Gougerot and Carteud originally described confluent and reticulated papillomatosis (CRP) in 1927 under the name papillomatose pigmentée innominée and later renamed it papillomatose pigmentée confluente et réticulée. [1, 2, 3] Confluent and reticulated papillomatosis was subsequently categorized as a new form of cutaneous papillomatosis and diagnostic criteria were established. Wise described the first case in the United States in 1937 and called it confluent and reticular papillomatosis. [4, 5] The existence of confluent and reticulated papillomatosis as a distinct entity was argued for many years because of the clinical and histologic similarities between confluent and reticulated papillomatosis and the different forms of acanthosis nigricans, but the disease is now generally accepted as a distinct entity.

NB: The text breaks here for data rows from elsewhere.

PR #862, opened 2024-01-13
Flatten book layout

### LINKED ISSUE #160: Flatten book layout structure
Rather than using `page-title/_index.md`, it would be very convenient to just be able to use `page-title.md`.

Unfortunately, I couldn't figure out how to get Zola to do this.

TrialDragon:
Makes the book use pages where before sections with just an _index.md file were for developer usability sake. Also does a minor change to the migration guides urls because apparently dots can't be in page urls turning it from `0.4-0.5` to `0-4-0-5`. Now they're like `0-4-to-0-5` for readability sake.

Closes #160


TrialDragon:
Still need to fix next / previous page navigation.

TrialDragon:
I'd like to know opinions on the whole migration guide's url thing. Should those just be reverted to sections to avoid that issue at the cost of losing minor usability benefits moving to pages bring, or is it worth it to just keep them as pages and deal with the url change? (I already tried change the slug and such; pages unlike sections just can't have dots in the page url apparently.)

TrialDragon:
(This comment is more of a note to myself to look into this) This PR may require changing the migration guide stub generator since it may be generating the files as sections still (presuming migration guide stuff isn't switched back to sections.)

alice-i-cecile:
> I'd like to know opinions on the whole migration guide's url thing. Should those just be reverted to sections to avoid that issue at the cost of losing minor usability benefits moving to pages bring, or is it worth it to just keep them as pages and deal with the url change? (I already tried change the slug and such; pages unlike sections just can't have dots in the page url apparently.)

I'd like to keep this consistent across the project and swap to pages. We should set up redirects though.

TrialDragon:
> I'd like to keep this consistent across the project and swap to pages. We should set up redirects though.

By redirects you mean setup dummy section pages that go to regular pages since the sections can have dots in url?

TrialDragon:
Ope, ignore the previous comment; aliases just work for redirects apparently? How did I not notice this when I was looking for solutions before... I'll commit that ASAP and get the conflicts solved.

alice-i-cecile (approved):

content/learn/book/contributing/_index.md
```diff
@@ -3,10 +3,11 @@ title = "Contributing"
 weight = 4
 sort_by = "weight"
 template = "docs-section.html"
-page_template = "docs-section.html"
+page_template = "docs-page.html"
 insert_anchor_links = "right"
 [extra]
 subtitle = "join the bevy"
+weight = 5
```
cart, line 10: Why is duplicating the "weight" field necessary? Remembering to add it twice is extra work that needs to be done, and it creates potential for the weight to be out of sync.
This one is out of sync with the "actual weight". Was that a mistake or intentional?

content/learn/book/next-steps.md
```diff
@@ -2,9 +2,9 @@
 title = "Next Steps"
 weight = 3
 sort_by = "weight"
-template = "docs-section.html"
-page_template = "docs-section.html"
 insert_anchor_links = "right"
+[extra]
+weight = 4
```
cart, line 7: This is out of sync with the "actual weight" (see my other comment about this).

cart (commented):
Love the flattened structure. Just one thought / concern.

content/learn/book/contributing/_index.md
TrialDragon: In the docs menu macro we can't access the actual weight thru the zola pages / sections objects. It isn't a field. But I needed to resort them by weight due to the fact there isn't a mixed pages and sections array and I had to make one myself.

The out of sync wasn't intended.

Tbh, I'm 99% sure we can just replace zola's weight with the custom weights and be fine. I just left them in on the off chance I missed one esoteric thing that does need weights and the code I added doesn't replace in effective functionality and as such breaks things unexpectedly.

pablo-lua (commented):
Looks really interesting changes in general, really flattened the book.

content/learn/book/contributing/_index.md
TrialDragon: Okay, have removed the duplication.

alice-i-cecile:
@BD103, could you take a look at this PR? I'd like to get this merged in before we start working on the book content further.

BD103:
> @BD103, could you take a look at this PR? I'd like to get this merged in before we start working on the book content further.

Yeah, I'll give it my best shot! :D

content/learn/advanced-examples/sudoku/_index.md
```diff
@@ -1,5 +1,8 @@
 +++
 title = "Sudoku"
-weight = 2
 template = "docs-section.html"
+page_template = "docs-page.html"
```
BD103, line 4: I may be wrong, but isn't `page_template` inherited? Since it is set in `advanced-examples/_index.md`, does it also need to be set here?

BD103 (commented):
From a very brief first pass, there don't appear to be any visible changes from browsing the built website. (Which is good, since messing up URLs would be bad.)

My only question is about setting the template for every single page / section, when the docs mentions that it might be inheritable? Could this be reduced so that there is less copy-and-pasting when creating new pages?

content/learn/advanced-examples/sudoku/_index.md
TrialDragon: Honestly not sure. I'll do some tests later to check. Hmm.

content/learn/quick-start/_index.md
BD103, line 1: Does this need an `extra.weight` property, even though it is empty?

content/learn/quick-start/next-steps.md
```diff
@@ -1,11 +1,9 @@
 +++
 title = "Next Steps"
-weight = 12
-sort_by = "weight"
-template = "docs-section.html"
-page_template = "docs-section.html"
 insert_anchor_links = "right"
 aliases = ["learn/book/next-steps"]
+[extra]
+weight = 3
```
BD103, line 6: This weight was changed from 12 to 3. Was that purposeful?

BD103 (approved):
I think this looks good! (Though there were a _lot_ of changed files, so I may have missed something.) I noticed a few things and wanted to make sure they were intentional, so check out my comments.

content/learn/book/plugin-development/_index.md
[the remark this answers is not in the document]
TrialDragon: Yes. That's an issue from the new book merge. That file was never supposed to be left, and I noticed it during this PR. I can, and probably should, spin this out into its own issue and PR tho.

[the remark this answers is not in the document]
BD103: Ok. If the file was never meant to be in the book in the first place, then you should probably make a separate PR deleting it. At the very least, that PR will likely get merged faster than this one.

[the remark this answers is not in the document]
TrialDragon: Did my best to restore it; will open issue and PR to remove it.

content/learn/quick-start/next-steps.md
TrialDragon: Yes and no. It was originally 4, then made 3 on main during some re-ordering with plugin guidelines, the fact that it is 12 on main means the original new book to main merge fucked up some weights and wasn't caught. It's still supposed to be 3.

Hmm. Either time to open up an issue and fix that on main, or just wait until this is merged to avoid having to solve _another_ merge conflict.

content/learn/advanced-examples/sudoku/_index.md
TrialDragon: Ope, yep. I'll remove all the unnecessary `page_template`'s across the content then.

content/learn/quick-start/_index.md
TrialDragon: I don't think so. The way stuff works it gets all of `learn/{current_section`'s subsections those are the ones with extra.weight called on them. If we ever, for whatever reason, have `quick-start` as a child of a `docs-section` (for example converting the learn page to one) then yes, it would need a weight, but that can be handled then since the site will refuse to compile at that point until solved.

BD103: Ok, just making sure!

content/learn/quick-start/next-steps.md
BD103: I don't think this is a blocking issue, so it can probably be merged as-is.

alice-i-cecile:
Thanks a ton! This is much nicer to work with :)

Issue #870, opened 2024-01-18
Integrate new Bevy book into main


TrialDragon:
Current plan for integrating new Bevy book into bevy-website/main. Moved from #623 per https://github.com/bevyengine/bevy-website/issues/623#issuecomment-1518887997

- [x] Synchronize `new-book` with `main` to make these changes easier
- [x] #874
- [x] #875
- [x] #876
- [x] #877
- [x] #885 
- [x] #878
- [ ] Merge into main and any final merge conflict resolution not covered in prior PRs

PR #871, opened 2024-01-18
Sync new book to main

TrialDragon:
Synchronizes new book to main and fixes issues that came up as the result of resolving merge conflicts. 

Changes usage of rust type shortcode to reference links since that was removed from new books.

Change book_section to docs_section because book_section was changed to docs_section in main a while ago.

Create a quick-start section. This one is more prep work for #870 

Is apart of #870 in order to make further changes easier; especially when maintainers merge new book into main.


alice-i-cecile (approved):
Commit-by-commit view looks great. Thank you!

alice-i-cecile:
Merging unilaterally: this is really valuable, janitorial and will get a final review or 7 before finally being shown to end users.

PR #883, opened 2024-01-21
Document Rename

janhohenheim:
I spent a few minutes looking for why my `HandleUntyped`s weren't working anymore and want to save the next person some trouble :)


alice-i-cecile (approved):
Thanks!

janhohenheim:
Added `AssetId` -> `UntypedAssetId` as well, since it is not documented either and related to my first change.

Confluent and reticulated papillomatosis is a rare disease typically affecting young persons. Confluent and reticulated papillomatosis is characterized by grayish blue hyperkeratotic papules, usually located on the trunk. The lesions coalesce to form confluent plaques centrally and a reticular pattern peripherally. Confluent and reticulated papillomatosis may represent an endocrine disturbance, a disorder of keratinization, an abnormal host reaction to fungi or bacteria, a hereditary disorder, or a variant of amyloidosis. The eruption is chronic with exacerbations and remissions. Confluent and reticulated papillomatosis is responsive to treatment but frequently recurs after discontinuation of therapy.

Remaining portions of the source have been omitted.